=== Data to examine ===

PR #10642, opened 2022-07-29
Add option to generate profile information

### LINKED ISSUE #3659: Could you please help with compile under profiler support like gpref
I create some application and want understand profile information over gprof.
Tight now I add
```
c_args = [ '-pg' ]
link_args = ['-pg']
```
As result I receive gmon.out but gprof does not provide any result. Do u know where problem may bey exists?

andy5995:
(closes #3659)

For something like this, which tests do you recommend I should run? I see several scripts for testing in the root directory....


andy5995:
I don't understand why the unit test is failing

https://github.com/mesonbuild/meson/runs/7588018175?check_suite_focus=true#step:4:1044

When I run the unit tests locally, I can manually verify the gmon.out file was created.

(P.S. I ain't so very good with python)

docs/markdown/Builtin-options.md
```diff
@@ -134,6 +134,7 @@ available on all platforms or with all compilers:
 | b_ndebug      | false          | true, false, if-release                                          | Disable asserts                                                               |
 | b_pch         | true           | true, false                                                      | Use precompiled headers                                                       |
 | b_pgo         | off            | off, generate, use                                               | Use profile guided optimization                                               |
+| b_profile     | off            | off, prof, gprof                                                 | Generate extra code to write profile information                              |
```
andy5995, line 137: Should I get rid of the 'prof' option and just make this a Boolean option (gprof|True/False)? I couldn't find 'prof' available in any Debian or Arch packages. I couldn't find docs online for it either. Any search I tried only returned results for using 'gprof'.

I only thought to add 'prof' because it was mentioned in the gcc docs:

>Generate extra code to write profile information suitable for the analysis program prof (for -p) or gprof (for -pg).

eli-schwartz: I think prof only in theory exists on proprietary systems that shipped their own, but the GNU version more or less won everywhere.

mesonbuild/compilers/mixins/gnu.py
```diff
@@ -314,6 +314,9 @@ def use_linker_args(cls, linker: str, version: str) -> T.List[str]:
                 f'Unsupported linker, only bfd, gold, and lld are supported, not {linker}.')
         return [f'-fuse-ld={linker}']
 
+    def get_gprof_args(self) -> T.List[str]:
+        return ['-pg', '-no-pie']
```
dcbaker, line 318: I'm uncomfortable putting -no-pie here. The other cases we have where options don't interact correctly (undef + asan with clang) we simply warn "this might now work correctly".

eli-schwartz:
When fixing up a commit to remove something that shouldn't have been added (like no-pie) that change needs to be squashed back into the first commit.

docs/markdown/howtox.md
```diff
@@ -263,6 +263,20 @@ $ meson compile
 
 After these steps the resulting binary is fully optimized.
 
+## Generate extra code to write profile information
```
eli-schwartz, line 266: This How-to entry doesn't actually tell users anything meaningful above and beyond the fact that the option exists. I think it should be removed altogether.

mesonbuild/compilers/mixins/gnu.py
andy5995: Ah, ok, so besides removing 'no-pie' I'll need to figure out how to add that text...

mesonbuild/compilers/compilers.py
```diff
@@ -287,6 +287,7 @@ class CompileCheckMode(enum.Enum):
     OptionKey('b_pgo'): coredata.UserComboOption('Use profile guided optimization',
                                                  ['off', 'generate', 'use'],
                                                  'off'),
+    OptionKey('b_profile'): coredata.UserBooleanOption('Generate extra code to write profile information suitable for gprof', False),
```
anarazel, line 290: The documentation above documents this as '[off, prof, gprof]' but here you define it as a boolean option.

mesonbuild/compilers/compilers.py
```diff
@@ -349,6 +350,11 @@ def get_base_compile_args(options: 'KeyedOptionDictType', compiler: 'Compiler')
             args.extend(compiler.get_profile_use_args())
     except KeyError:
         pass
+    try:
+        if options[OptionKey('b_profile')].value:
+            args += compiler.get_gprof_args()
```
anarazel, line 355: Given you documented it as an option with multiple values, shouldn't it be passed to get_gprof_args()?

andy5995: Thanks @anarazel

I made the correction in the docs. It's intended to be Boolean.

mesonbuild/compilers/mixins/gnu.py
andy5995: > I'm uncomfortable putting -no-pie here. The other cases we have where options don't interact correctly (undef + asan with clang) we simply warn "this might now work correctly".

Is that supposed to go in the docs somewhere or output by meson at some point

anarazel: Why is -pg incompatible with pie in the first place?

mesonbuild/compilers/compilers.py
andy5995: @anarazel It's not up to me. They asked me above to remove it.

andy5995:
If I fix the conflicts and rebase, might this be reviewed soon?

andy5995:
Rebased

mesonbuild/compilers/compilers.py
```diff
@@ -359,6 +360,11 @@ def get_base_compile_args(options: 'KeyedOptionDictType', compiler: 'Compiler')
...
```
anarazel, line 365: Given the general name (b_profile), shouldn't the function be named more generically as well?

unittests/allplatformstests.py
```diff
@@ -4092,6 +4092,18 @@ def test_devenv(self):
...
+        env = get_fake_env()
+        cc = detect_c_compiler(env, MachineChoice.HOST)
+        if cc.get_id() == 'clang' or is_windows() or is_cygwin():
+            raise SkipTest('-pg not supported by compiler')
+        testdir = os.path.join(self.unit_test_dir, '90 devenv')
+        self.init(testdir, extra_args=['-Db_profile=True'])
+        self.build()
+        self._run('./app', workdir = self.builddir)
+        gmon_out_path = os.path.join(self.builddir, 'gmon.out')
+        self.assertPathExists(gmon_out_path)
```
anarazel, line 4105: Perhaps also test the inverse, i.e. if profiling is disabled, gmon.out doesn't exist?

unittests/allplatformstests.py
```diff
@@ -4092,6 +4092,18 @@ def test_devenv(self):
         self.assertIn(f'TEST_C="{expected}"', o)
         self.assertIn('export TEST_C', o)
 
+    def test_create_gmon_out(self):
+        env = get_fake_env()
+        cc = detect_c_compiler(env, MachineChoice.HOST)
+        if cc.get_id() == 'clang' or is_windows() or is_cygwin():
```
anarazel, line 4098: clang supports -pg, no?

===
=== Data to examine ===

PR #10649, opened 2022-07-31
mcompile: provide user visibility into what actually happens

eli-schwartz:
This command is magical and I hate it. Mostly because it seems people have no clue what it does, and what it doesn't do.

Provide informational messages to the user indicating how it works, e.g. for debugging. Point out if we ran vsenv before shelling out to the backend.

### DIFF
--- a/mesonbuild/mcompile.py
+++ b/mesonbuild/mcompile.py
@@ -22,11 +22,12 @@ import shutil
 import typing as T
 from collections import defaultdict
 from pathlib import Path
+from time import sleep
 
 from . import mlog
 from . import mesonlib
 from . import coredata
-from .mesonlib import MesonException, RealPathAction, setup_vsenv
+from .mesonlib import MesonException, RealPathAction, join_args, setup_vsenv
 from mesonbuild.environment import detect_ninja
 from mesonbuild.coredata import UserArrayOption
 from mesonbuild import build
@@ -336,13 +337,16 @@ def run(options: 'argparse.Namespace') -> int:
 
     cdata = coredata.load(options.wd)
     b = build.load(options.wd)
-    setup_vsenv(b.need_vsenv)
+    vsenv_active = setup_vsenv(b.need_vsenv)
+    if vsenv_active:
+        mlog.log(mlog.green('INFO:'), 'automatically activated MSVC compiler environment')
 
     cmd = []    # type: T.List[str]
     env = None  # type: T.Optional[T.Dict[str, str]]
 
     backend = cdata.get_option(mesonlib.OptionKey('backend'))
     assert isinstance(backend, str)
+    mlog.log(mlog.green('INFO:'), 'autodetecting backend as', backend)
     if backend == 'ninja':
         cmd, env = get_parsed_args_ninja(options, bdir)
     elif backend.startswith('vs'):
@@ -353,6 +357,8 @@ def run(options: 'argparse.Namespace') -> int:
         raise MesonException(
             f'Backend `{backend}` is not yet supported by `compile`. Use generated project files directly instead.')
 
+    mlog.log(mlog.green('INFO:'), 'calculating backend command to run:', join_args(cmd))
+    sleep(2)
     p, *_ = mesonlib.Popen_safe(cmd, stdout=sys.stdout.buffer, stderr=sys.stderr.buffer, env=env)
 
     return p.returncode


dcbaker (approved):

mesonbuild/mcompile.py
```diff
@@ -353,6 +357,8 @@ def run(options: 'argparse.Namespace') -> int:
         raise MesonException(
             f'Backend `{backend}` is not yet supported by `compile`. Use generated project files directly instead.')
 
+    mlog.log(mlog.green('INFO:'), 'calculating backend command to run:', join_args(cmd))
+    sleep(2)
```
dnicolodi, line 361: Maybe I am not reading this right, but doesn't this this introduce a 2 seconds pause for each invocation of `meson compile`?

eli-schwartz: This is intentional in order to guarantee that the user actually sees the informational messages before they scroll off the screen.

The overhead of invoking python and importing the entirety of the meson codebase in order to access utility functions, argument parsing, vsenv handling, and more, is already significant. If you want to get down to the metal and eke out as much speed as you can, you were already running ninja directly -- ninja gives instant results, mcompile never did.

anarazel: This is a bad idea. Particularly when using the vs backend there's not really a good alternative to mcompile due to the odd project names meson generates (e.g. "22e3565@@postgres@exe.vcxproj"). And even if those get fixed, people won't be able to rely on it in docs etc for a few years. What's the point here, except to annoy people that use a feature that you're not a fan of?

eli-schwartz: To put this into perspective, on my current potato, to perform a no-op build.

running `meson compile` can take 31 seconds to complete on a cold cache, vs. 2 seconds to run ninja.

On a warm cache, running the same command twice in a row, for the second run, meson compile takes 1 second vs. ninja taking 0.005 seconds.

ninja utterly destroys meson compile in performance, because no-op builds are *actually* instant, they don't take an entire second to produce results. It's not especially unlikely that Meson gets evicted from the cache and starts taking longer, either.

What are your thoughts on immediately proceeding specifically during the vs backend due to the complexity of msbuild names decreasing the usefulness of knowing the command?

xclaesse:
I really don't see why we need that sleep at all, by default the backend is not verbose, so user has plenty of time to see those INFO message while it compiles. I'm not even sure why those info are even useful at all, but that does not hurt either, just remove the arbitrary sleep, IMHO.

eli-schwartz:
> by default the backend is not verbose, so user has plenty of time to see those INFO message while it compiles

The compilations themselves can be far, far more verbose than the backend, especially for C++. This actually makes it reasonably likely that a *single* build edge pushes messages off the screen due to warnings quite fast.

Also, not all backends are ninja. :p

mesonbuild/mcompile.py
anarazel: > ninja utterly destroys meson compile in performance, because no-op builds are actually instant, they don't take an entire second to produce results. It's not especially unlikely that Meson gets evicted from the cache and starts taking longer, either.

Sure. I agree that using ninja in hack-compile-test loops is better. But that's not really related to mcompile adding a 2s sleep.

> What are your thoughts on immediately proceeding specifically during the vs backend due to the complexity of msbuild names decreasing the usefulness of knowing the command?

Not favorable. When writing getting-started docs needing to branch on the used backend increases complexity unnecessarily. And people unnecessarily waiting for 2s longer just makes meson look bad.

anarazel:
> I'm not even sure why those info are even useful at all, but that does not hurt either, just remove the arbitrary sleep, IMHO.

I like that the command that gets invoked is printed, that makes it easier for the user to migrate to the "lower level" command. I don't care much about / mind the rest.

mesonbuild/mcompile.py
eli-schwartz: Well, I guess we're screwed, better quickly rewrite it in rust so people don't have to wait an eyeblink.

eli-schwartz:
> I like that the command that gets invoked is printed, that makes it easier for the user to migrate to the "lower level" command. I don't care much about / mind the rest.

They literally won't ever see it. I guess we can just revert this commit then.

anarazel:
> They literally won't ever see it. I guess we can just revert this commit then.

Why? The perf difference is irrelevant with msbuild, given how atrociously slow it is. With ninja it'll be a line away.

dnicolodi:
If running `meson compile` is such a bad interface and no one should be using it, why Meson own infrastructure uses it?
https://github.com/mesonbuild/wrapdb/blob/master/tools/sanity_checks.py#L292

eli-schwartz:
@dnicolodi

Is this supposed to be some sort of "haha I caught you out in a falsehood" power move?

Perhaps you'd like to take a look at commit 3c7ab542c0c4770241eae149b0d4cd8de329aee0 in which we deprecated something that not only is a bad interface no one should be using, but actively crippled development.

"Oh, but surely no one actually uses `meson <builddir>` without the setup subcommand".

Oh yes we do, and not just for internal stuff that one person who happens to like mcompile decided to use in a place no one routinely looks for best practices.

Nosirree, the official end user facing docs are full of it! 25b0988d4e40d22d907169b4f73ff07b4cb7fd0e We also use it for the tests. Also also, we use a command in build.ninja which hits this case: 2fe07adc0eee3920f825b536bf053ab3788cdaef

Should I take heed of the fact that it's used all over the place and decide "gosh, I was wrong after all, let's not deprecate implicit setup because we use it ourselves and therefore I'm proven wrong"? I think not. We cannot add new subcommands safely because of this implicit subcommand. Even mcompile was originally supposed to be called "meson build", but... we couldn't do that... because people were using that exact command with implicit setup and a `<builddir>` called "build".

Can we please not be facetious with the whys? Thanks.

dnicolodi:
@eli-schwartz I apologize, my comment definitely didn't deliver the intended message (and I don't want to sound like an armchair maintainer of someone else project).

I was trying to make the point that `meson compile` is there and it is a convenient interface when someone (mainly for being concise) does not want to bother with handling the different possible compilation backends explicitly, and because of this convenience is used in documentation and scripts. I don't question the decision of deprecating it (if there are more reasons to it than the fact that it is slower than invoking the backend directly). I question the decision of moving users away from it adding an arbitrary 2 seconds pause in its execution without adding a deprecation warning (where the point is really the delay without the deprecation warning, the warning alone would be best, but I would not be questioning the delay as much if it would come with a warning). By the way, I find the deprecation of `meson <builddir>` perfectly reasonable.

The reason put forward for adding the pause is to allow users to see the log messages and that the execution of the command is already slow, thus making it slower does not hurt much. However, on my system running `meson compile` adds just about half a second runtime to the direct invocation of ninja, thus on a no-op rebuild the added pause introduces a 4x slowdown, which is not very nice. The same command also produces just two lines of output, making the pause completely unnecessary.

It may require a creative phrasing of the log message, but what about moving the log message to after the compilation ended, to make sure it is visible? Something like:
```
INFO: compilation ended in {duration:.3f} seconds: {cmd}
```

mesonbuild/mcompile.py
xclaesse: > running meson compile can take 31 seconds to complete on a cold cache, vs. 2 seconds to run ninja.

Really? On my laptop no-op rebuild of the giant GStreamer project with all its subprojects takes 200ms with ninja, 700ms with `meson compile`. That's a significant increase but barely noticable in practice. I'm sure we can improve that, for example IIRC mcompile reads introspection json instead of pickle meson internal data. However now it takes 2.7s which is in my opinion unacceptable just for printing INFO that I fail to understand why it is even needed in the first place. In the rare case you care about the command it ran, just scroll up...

===

### Instructions for the task
Your job is to copy out every line from the records above that has the word "MesonException".

### Your response
-from .mesonlib import MesonException, RealPathAction, setup_vsenv
+from .mesonlib import MesonException, RealPathAction, join_args, setup_vsenv
         raise MesonException(
         raise MesonException(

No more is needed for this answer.